Breaking out of perfect
Attending an
interview that became the impetus for an almost 13-year sojourn in The
Netherlands, I was asked a question about a scenario I had never encountered in all the environments I had ever worked in before. I had no answer to what the
interviewer must have thought would be the dealbreaker of suitability to fill
in the role.
Having answered all
other questions, I was asked if I had any comments, and I took the opportunity
to seek an answer to the question that stomped me before returning home to
research what it was all about. I concluded to myself that the reason I had
never encountered that issue was that the environments in which I had worked
were almost too perfect and where no problems arose, there was no challenge to
normalcy or quest for any resolution.
Problems and practice
are necessary
In my professional
life, there is a lot of documentation about how to design, setup, and implement
features and products, but what do you do when things do not work as required
or expected?

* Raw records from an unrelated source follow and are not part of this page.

PR #5970, opened 2026-04-28
feat(webhooks): switch internal-nango to publish via dispatch queue (NAN-5340) 3/5

agusayerza:
Behind `WEBHOOK_INGRESS_USE_DISPATCH_QUEUE` (default off), routes `InternalNango.executeScriptForWebhooks()` through the SQS dispatch queue instead of calling `orchestrator.triggerWebhook()` directly. When the flag is off, `triggerWebhook()` remains the fallback path.

When enabled, each (syncConfig × subscription × connection) triple becomes one `WebhookDispatchMessage`:
- `MessageGroupId` = `account:<accountId>:env:<environmentId>` for fair queueing
- Messages are batched into `SendMessageBatch` calls (up to 10 entries or 1 MiB per batch); large fan-out issues multiple batches in parallel

`connectionIds` are still returned so `forwardWebhook` keeps working.

Large fan-out (>200 messages) emits `WEBHOOK_DISPATCH_LARGE_FANOUT` for tracking.

A singleton `DispatchQueuePublisher` is cached in `dispatch-queue/client.ts` and gated on `NANGO_TASK_DISPATCH_QUEUE_URL` being set.

### DIFF
--- a/packages/server/lib/webhook/dispatch-queue/publisher.ts
+++ b/packages/server/lib/webhook/dispatch-queue/publisher.ts
@@ -1,7 +1,7 @@
 import { SendMessageBatchCommand } from '@aws-sdk/client-sqs';
 import tracer from 'dd-trace';
 
-import { metrics } from '@nangohq/utils';
+import { metrics, report } from '@nangohq/utils';
 
 import { runWithConcurrencyLimit } from '../runWithConcurrencyLimit.js';
 
@@ -23,6 +23,7 @@ export interface DispatchQueuePublisherProps {
 export interface PublishResult {
     enqueued: number;
     failed: number;
+    failedActivityLogIds: string[];
 }
 
 interface BatchPublishResult extends PublishResult {
@@ -61,7 +62,7 @@ export class DispatchQueuePublisher {
      */
     async publish(messages: WebhookDispatchMessage[], messageGroupId: string): Promise<PublishResult> {
         if (messages.length === 0) {
-            return { enqueued: 0, failed: 0 };
+            return { enqueued: 0, failed: 0, failedActivityLogIds: [] };
         }
 
         const activeSpan = tracer.scope().active();
@@ -88,6 +89,7 @@ export class DispatchQueuePublisher {
 
                 const enqueued = results.reduce((sum, r) => sum + r.enqueued, 0);
                 const failed = results.reduce((sum, r) => sum + r.failed, 0);
+                const failedActivityLogIds = results.flatMap((r) => r.failedActivityLogIds);
                 const retriedEntries = results.reduce((sum, r) => sum + r.retriedEntries, 0);
                 const retriedBatches = results.filter((r) => r.retriedEntries > 0).length;
 
@@ -109,7 +111,7 @@ export class DispatchQueuePublisher {
                     metrics.increment(metrics.Types.WEBHOOK_DISPATCH_PUBLISH_FAILURE, failed, { provider });
                 }
 
-                return { enqueued, failed };
+                return { enqueued, failed, failedActivityLogIds };
             } catch (err) {
                 span.setTag('error', err);
                 throw err;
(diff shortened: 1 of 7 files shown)


packages/server/lib/webhook/internal-nango.ts
```diff
@@ -140,20 +197,136 @@ export class InternalNango {
...
+                        parentSyncName: syncConfig.sync_name,
+                        activityLogId: logCtx.id,
+                        webhookName: webhook,
+                        connection: {
+                            id: connection.id,
+                            connection_id: connection.connection_id,
+                            provider_config_key: connection.provider_config_key,
+                            environment_id: connection.environment_id
+                        },
+                        payload: body
```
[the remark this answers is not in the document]
agusayerza: Implemented on #5976

packages/server/lib/webhook/internal-nango.ts
```diff
@@ -149,11 +285,127 @@ export class InternalNango {
...
+            });
+        }
+
+        const messageGroupId = `account:${this.team.id}:env:${this.environment.id}`;
+        const publishResult = await publisher.publish(messages, messageGroupId);
+        const failedActivityLogIds = new Set(publishResult.failedActivityLogIds);
+
+        for (const { message, logCtx } of queuedExecutions) {
+            if (!failedActivityLogIds.has(message.activityLogId)) {
+                void logCtx.info('The webhook was successfully queued for execution', {
```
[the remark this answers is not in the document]
marcindobry: This is true

packages/server/lib/webhook/internal-nango.ts
```diff
@@ -1,13 +1,75 @@
...
+    activityLogId
+}: {
+    environmentId: number;
+    providerConfigKey: string;
+    parentSyncName: string;
+    connectionId: number;
+    activityLogId: string;
+}): string {
+    const hash = createHash('sha256').update(`${environmentId}:${providerConfigKey}:${parentSyncName}:${connectionId}:${activityLogId}`).digest('hex');
+    return `webhook:${hash.slice(0, 32)}`;
```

That is where knowledge and experience are created, the art of
troubleshooting is honed in the hard craft of practice and research, seeking
out where things might have deviated from the norm and reviewing experiences of
others in the field to augment, enhance, and improve your knowledge and expertise
towards becoming a subject matter expert.
That aspect of
practice and discovery is all too necessary along with the inevitable mistakes
that dot a life of determination, adventure, application, daring, and accomplishment.
We all know we are not perfect, but we are always getting better, the more time
and effort we put into understanding how things work and consequently why they
fail to work as intended.
Face the fear of
failure
Yet, this does not
just apply to the narrow area of the use of technology but any useful
endeavour. As a conversation with Brian, the other way gave birth to some
conceptual thinking about the fear of making mistakes. The strains of what I
said turned into what might be a saying, a note to myself and to anyone else
with whom it might resonate.
“If you don't make
mistakes, you can't correct them, you don't learn from them and you have no
practice necessary to perfect your craft. The fear of making mistakes
ultimately robs you however close or remote, of the possibility of genius.
Mistakes help you become the best.” Now, go and do that thing you were
afraid to do because of your fear of failure or embarrassment.